#### What is expected:
Filter the records down to the lines that hold the word "image", and copy each of those lines.

#### Data section:

Issue #2327, opened 2024-06-30
Async Telebot retries immediately when it runs into a bad gateway error, potentially flooding the API


All-The-Foxes:
I'm using pyTelegramBotAPI version 4.20 on Ubuntu Noble (24.04 LTS) with Python 3.12. When async Telebot receives a bad gateway response from Telegram, it will retry immediately and log an unhandled exception. My own code logs the bad gateway error and then sleeps for 5 seconds. During this sleep, several more error messages per second about this unhandled exception will continue to be logged by async Telebot if the server's connection remains unstable, meaning Telebot itself is trying to reconnect over and over and over again for polling without waiting first. This not only floods the API, but it also generates massive log files full of complete garbage and spams the logging output.

https://github.com/eternnoir/pyTelegramBotAPI/assets/116322192/2c67ae1c-7724-4a34-866f-109b12425379

coder2020official:
Yep, this was reported. Thanks again, I will fix it ASAP

coder2020official:
#2332 should fix it, it introduces an error interval which increases twice after each unsuccessful getupdates request, until it reaches its maximum of 60 seconds.
<img width="980" alt="image" src="https://github.com/eternnoir/pyTelegramBotAPI/assets/63740404/a11a2a24-04d7-4809-9d80-8385e7bca995">

Issue #2320, opened 2024-06-23
Failed working with visible_file_name in async


Badiboy:
https://github.com/eternnoir/pyTelegramBotAPI/discussions/2319#discussioncomment-9850643

Looks like some kind of bug. @coder2020official , could you please check?

coder2020official:
Sure, will check it later

coder2020official:
- [ ] Should add a check for presence of both InputFile and visible_file_name and show a warning;
- [ ] file_name should be added as an optional parameter in InputFile

PR #2332, opened 2024-07-03
Error intervals to stop flooding logs & set non_stop to true by default

coder2020official:
#2327 #2331 #2320

### DIFF
--- a/telebot/__init__.py
+++ b/telebot/__init__.py
@@ -2598,6 +2598,10 @@ class TeleBot:
             logger.warning('The parameter "thumb" is deprecated. Use "thumbnail" instead.')
             thumbnail = thumb
 
+        if isinstance(document, types.InputFile) and visible_file_name:
+            # inputfile name ignored, warn
+            logger.warning('Cannot use both InputFile and visible_file_name. InputFile name will be ignored.')
+
         return types.Message.de_json(
             apihelper.send_data(
                 self.token, chat_id, document, 'document',
--- a/telebot/async_telebot.py
+++ b/telebot/async_telebot.py
@@ -452,10 +452,11 @@ class AsyncTeleBot:
                     if not handled:
                         logger.error('Unhandled exception (full traceback for debug level): %s', self.__hide_token(str(e)))
                         logger.debug(self.__hide_token(traceback.format_exc()))
+
+                    if non_stop:
                         error_interval = await self._handle_error_interval(error_interval)
                         
                     if non_stop or handled:
-                        #await asyncio.sleep(2) # used error_interval instead
                         continue
                     else:
                         return
@@ -464,6 +465,8 @@ class AsyncTeleBot:
                     if not handled:
                         logger.error('Unhandled exception (full traceback for debug level): %s', self.__hide_token(str(e)))
                         logger.debug(self.__hide_token(traceback.format_exc()))
+
+                    if non_stop:
                         error_interval = await self._handle_error_interval(error_interval)
 
                     if non_stop or handled:
@@ -475,6 +478,8 @@ class AsyncTeleBot:
                     if not handled:
                         logger.error('Unhandled exception (full traceback for debug level): %s', str(e))
                         logger.debug(traceback.format_exc())
+
+                    if non_stop:
                         error_interval = await self._handle_error_interval(error_interval)
 
                     if non_stop or handled:
--- a/telebot/async_telebot.py
+++ b/telebot/async_telebot.py
@@ -246,7 +246,7 @@ class AsyncTeleBot:
         self.event_observer.schedule(self.event_handler, path, recursive=True)
         self.event_observer.start()
 
-    async def polling(self, non_stop: bool=False, skip_pending=False, interval: int=0, timeout: int=20,
+    async def polling(self, non_stop: bool=True, skip_pending=False, interval: int=0, timeout: int=20,
             request_timeout: Optional[int]=None, allowed_updates: Optional[List[str]]=None,
             none_stop: Optional[bool]=None, restart_on_change: Optional[bool]=False, path_to_watch: Optional[str]=None):
         """
@@ -256,11 +256,6 @@ class AsyncTeleBot:
         Warning: Do not call this function more than once!
         
         Always gets updates.
-
-        .. note::
-
-            Set non_stop=True if you want your bot to continue receiving updates
-            if there is an error.
 
         .. note::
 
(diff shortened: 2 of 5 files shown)


coder2020official:
@badiboy will need your review on this one too
The InputFile bit - now if both inputfile and visible_file_name are present for send_document, visible_file_name will be used for file name.

telebot/__init__.py
```diff
@@ -2598,6 +2598,10 @@ def send_document(
             logger.warning('The parameter "thumb" is deprecated. Use "thumbnail" instead.')
             thumbnail = thumb
 
+        if isinstance(document, types.InputFile) and visible_file_name:
+            # inputfile name ignored, warn
+            logger.warning('Cannot use both InputFile and visible_file_name. InputFile name will be ignored.')
```
Badiboy, line 2603: `files[key] = (value.file_name, value.file)`

visible_file_name will be ignoread, isn't it?

telebot/async_telebot.py
```diff
@@ -446,9 +452,10 @@ async def _process_polling(self, non_stop: bool=False, interval: int=0, timeout:
                     if not handled:
                         logger.error('Unhandled exception (full traceback for debug level): %s', self.__hide_token(str(e)))
                         logger.debug(self.__hide_token(traceback.format_exc()))
+                        error_interval = await self._handle_error_interval(error_interval)
                         
                     if non_stop or handled:
-                        await asyncio.sleep(2)
+                        #await asyncio.sleep(2) # used error_interval instead
```
Badiboy, line 458: Changed behaviour!

In old version sleep(2) is for non_stop or **handled**. In new version it is for **not hadled** and **independently from non_stop**.

1. Adding for not handled is fine.
2. Removing from handled **is not fine**, because handled exceptions will cause now immediate re-run instead of 2 second delay.
3. Make sleep() for non_stop looks also not needed.

I propose:

```
                    if not handled:
                        logger.error('Unhandled exception (full traceback for debug level): %s', self.__hide_token(str(e)))
                        logger.debug(self.__hide_token(traceback.format_exc()))

                    if non_stop:
                        error_interval = await self._handle_error_interval(error_interval)

```

telebot/async_telebot.py
```diff
@@ -457,6 +464,7 @@ async def _process_polling(self, non_stop: bool=False, interval: int=0, timeout:
                     if not handled:
                         logger.error('Unhandled exception (full traceback for debug level): %s', self.__hide_token(str(e)))
                         logger.debug(self.__hide_token(traceback.format_exc()))
+                        error_interval = await self._handle_error_interval(error_interval)
```
Badiboy, line 467: The same here.

```
                    if not handled:
                        logger.error('Unhandled exception (full traceback for debug level): %s', self.__hide_token(str(e)))
                        logger.debug(self.__hide_token(traceback.format_exc()))

                    if non_stop:
                        error_interval = await self._handle_error_interval(error_interval)

                    if non_stop or handled:
                        continue
```

telebot/async_telebot.py
```diff
@@ -467,6 +475,7 @@ async def _process_polling(self, non_stop: bool=False, interval: int=0, timeout:
                     if not handled:
                         logger.error('Unhandled exception (full traceback for debug level): %s', str(e))
                         logger.debug(traceback.format_exc())
+                        error_interval = await self._handle_error_interval(error_interval)
```
Badiboy, line 478: And here.

telebot/async_telebot.py
```diff
@@ -4014,6 +4023,10 @@ async def send_document(
         if reply_parameters and (reply_parameters.allow_sending_without_reply is None):
             reply_parameters.allow_sending_without_reply = self.allow_sending_without_reply
 
+        if isinstance(document, types.InputFile) and visible_file_name:
+            # inputfile name ignored, warn
```
Badiboy, line 4027: `files[key] = (value.file_name, value.file)`

visible_file_name will be ignoread, isn't it?

telebot/asyncio_helper.py
```diff
@@ -130,6 +130,8 @@ def _prepare_data(params=None, files=None):
             if isinstance(f, tuple):
                 if len(f) == 2:
                     file_name, file = f
+                    if isinstance(file, types.InputFile):
```
Badiboy, line 133: Cannot verify this, never worked with InputFile.

telebot/types.py
```diff
@@ -7735,8 +7735,11 @@ class InputFile:
             InputFile(pathlib.Path('/path/to/file/file.txt'))
         )
     """
-    def __init__(self, file) -> None:
-        self._file, self.file_name = self._resolve_file(file)
+    def __init__(self, file: Union[str, IOBase, Path], file_name: Optional[str] = None):
+        self._file, self._file_name = self._resolve_file(file)
+        if file_name:
```
Badiboy, line 7740: Why not )

telebot/__init__.py
coder2020official: No, it returns a tuple and in apihelper, tuple value[0] is unchanged, thus ignoring the inputfile naming

telebot/async_telebot.py
coder2020official: so we still don't need sleep for handled? or should I add sleep to handled (2 seconds) back?

Badiboy: We need to sleep both for handled (as before) and not handled (it's reasonable).

But I propose only if non_stop: otherwise sleeping is useless, because polling will stop anyway.

coder2020official: wait, before, script slept 2 seconds for handled or non_stop. So, should I:
- Change your last condition to "if non_stop or handled"?
- Add another condition for handled, making the script sleep for 2 seconds?

coder2020official: this will not affect not handled: there will be no sleeping as you said, the script will be useless. currently we are talking about handled. Or, do you think the user should manually do that and not rely on internal behaviour?

coder2020official: I am talking about the need to have "if handled" condition. 
In previous version, as you know, sleep is triggered on handled or non_stop. After I copy your suggestion, sleep is not triggered for handled. is that fine?

Badiboy: > After I copy your suggestion, sleep is not triggered for handled. is that fine?

It is not. But if you copy **my version** - it will work both for handled and not handled.

Badiboy: > After I copy your suggestion, sleep is not triggered for handled. is that fine?

It is not. 

I don't know what you did, but if you'll take **my version** - it will work both for handled and not handled. Isn't it?

coder2020official: ah, sorry 
was sleepy a little, should work, yep

Badiboy:
image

#### Your response:
<img width="980" alt="image" src="https://github.com/eternnoir/pyTelegramBotAPI/assets/63740404/a11a2a24-04d7-4809-9d80-8385e7bca995">
image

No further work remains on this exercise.